新日本プロレス23日大田区総合体育館大会の「G1クライマックス」Aブロック公式戦で、今大会の優勝が確実視されるグレート―O―カーンが矢野通(43)から後世に語り継がれるべき3勝目(不戦勝1を含む)を挙げた。

 初出場ながら一部で優勝候補筆頭と目されているオーカーンは初戦(18日、大阪)でタンガ・ロアに完勝。他の追随を許さない強さを誇示したため、今大会の優勝争いの議論は開幕早々に終了したとも噂されている。初戦で左ヒザを負傷した内藤哲也がドクターストップを受け入れ欠場を決断した背景には、同ブロックにエントリーしているオーカーンという絶対的存在に恐れをなしたからだと誰かが言っていたような気がする。

 春の「NEW JAPAN CUP」で不覚を喫した矢野への雪辱に燃えるオーカーンは、同戦で切るハメになった弁髪を手に登場。試合のゴングを待たずして襲撃を仕掛けていく。先手必勝こそが戦いの鉄則であり、怒りを見せることこそが新日本プロレス創始者の教え。温故知新を体現するオーカーンこそが現代のプロレスを象徴する存在であることを改めて知らしめるシーンだった。

 真っ向勝負では勝ち目のない矢野は場外鉄柵に手錠を用意してリングアウト勝ちを狙うが、偉大なる支配者の学習能力を侮ってはならない。オーカーンは逆に矢野を手錠で繋ぐと、用意されていた鍵の存在まで見抜いて没収。その聡明ぶりは諸葛亮に匹敵する天才軍師と言っても過言ではない気がする。

 何とか鉄柵を解体してリングに戻った矢野に猫だましからのNU(変形押さえ込み)で反撃を許すが是非もなし。押さえ込み攻勢をカウント2で返すと、10月9、10日の「ホロライブプロダクションフェスティバル」にて超人気VTuber大空スバルとのコラボTシャツ先行発売が決定し、帝国民とスバ友を歓喜の渦に巻き込んだ大空スバル式羊殺しで捕獲。そのまま威力絶大・一撃必殺・問答無用のエリミネーターで処してみせた。

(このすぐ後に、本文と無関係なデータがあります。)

PR #1139, opened 2024-10-11
options/internal: add padding to Guard

netbsduser:
Compilers targeting the Motorola 68k generally align on a 2-byte boundary, so the guard is laid out wrongly and becomes a 6-byte structure.

### DIFF
--- a/options/internal/gcc/guard-abi.cpp
+++ b/options/internal/gcc/guard-abi.cpp
@@ -31,6 +31,8 @@ struct Guard {
 	// the first byte's meaning is fixed by the ABI.
 	// it indicates whether initialization has already been completed.
 	uint8_t complete;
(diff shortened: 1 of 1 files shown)


Dennisbonke (approved):
LGTM

options/internal/gcc/guard-abi.cpp
```diff
@@ -31,6 +31,7 @@ struct Guard {
 	// the first byte's meaning is fixed by the ABI.
 	// it indicates whether initialization has already been completed.
 	uint8_t complete;
+	uint8_t padding[3];
```
64, line 34: nit: can you add a comment here? Makes it slightly less confusing to read

netbsduser: Added.

PR #1140, opened 2024-10-12
m68k: initial port

netbsduser:
This is an initial port of mlibc to the m68k family, based on what is already working in Keyronex. Sysdeps are not included, but I have made an initial, not yet tested m68k port of the Linux sysdeps in another branch.
Some elements of the port are initially stubbed, viz. 68881-style FPU support and the setjmp family of functions.


options/internal/m68k-include/mlibc/thread.hpp
```diff
@@ -0,0 +1,24 @@
...
+#include <mlibc/internal-sysdeps.hpp>
+#include <mlibc/tcb.hpp>
+#include <bits/ensure.h>
+
+namespace mlibc {
+
+extern "C" void *__m68k_read_tp();
+
+inline Tcb *get_current_tcb() {
+	// On m68k, the TCB is below 0x7000 below the thread pointer.
```
64, line 13: nit: below repeated twice

options/internal/m68k-include/mlibc/thread.hpp
```diff
@@ -0,0 +1,24 @@
...
+	void *ptr = __m68k_read_tp();
+	return reinterpret_cast<Tcb *>((uintptr_t)ptr - 0x7000 - sizeof(Tcb));
```
64, line 15: can you use tlsOffsetFromTp?

netbsduser: It's defined elsewhere, so I followed what the aarch64 port does: https://github.com/managarm/mlibc/blob/8c6e9be5b94e9162146217772c2d3dceb2376c7f/options/internal/aarch64-include/mlibc/thread.hpp#L8-L13
https://github.com/managarm/mlibc/blob/8c6e9be5b94e9162146217772c2d3dceb2376c7f/options/rtld/generic/linker.cpp#L40

options/internal/m68k-include/mlibc/thread.hpp
netbsduser: I worded this in a very ugly way, it was supposed to convey that
```
+-----+---------------|------+
| TCB |  0x7000 bytes | more |
+-----+---------------+------+
                      ^
                      TP
```
but could benefit from being reworded.

64, line 13: I mean:
```suggestion
	// On m68k, the end of the TCB is 0x7000 below the thread pointer.
```

netbsduser: That works, amended with that.

PR #1142, opened 2024-10-13
options/internal: endian-agnostic sigset_t functions

netbsduser:
This makes the `sigset_t` manipulation functions work on big-endian targets.


64:
I'm inclined to merge this, but not 100% satisfied with this fix: `unsigned long` might not match the definition of `sigset_t` (e.g if it's defined as a `long`, or ` uint64_t`, we're opening ourselves up to more UB or endianness issues).

I think a 'proper' fix involves either making these accessors sysdeps, or using some template hackery to deal with different definitions of sigset_t properly. But if this gets the ball rolling, let's go with it for now :)

PR #1147, opened 2024-10-13
options/internal: detect underlying type of sigset_t

### LINKED ISSUE #1143: `sigset_t` does not handle endianness properly
Currently we access `sigset_t` as if it were an array of `unsigned long`. However `sigset_t` may be defined as a `long`, or ` uint64_t`, so we're opening ourselves up to some UB or endianness issues.

I think a 'proper' fix involves either making these accessors sysdeps, or using some template hackery to deal with different definitions of sigset_t properly.

_Originally posted by @64 in https://github.com/managarm/mlibc/issues/1142#issuecomment-2408988819_

64:
Fixes #1143.

### DIFF
--- a/options/internal/generic/sigset.cpp
+++ b/options/internal/generic/sigset.cpp
@@ -3,6 +3,45 @@
 #include <errno.h>
 #include <limits.h>
 #include <string.h>
+#include <stddef.h>
+
+namespace {
+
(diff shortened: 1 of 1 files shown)


no92 (approved):
LGTM

netbsduser (approved):
No problem & works fine on m68k-linux.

 試合後の急所打ちという卑劣極まりない矢野の蛮行を受けるも、オーカーンの寛大さは北半球を駆け巡る。「イタチの最後っ屁か? 弱い貴様らしいな。だがな、まずはお礼を言わせてくれよ。貴様が切ってくれたおかげで、余の美しい弁髪がさらに美しくなったんだ。次はヒゲでも剃るか? やってあげさせてもいいぞ。余の専属のバーバーとしてな。もちろんタダ働きだがな」と御神託。「いい叛逆じゃねえか。臥薪嘗胆。過去もいらない。余の目には未来だけだ。貴様が持っているものはなんだ? いっぱいあったな、称号が。その中でも! より輝く称号があるよな? それを献上してもらうぞ」と、矢野の持つKOPWにも興味を示した。

 もちろんまずはG1制覇が最優先事項だ。連戦連勝のオーカーンにもはや死角は見当たらず、全盛時のフロイド・メイウェザー・ジュニアのように、圧倒的強者は無人の野を行く定めなのかもしれない。1996年大会の長州力、2006年大会の天山広吉に続く全勝優勝がもはや秒読み段階であり、その長州に続いて日本プロレス殿堂会が選出する殿堂入りを果たすことが確実になったと言っても過言ではない気がする。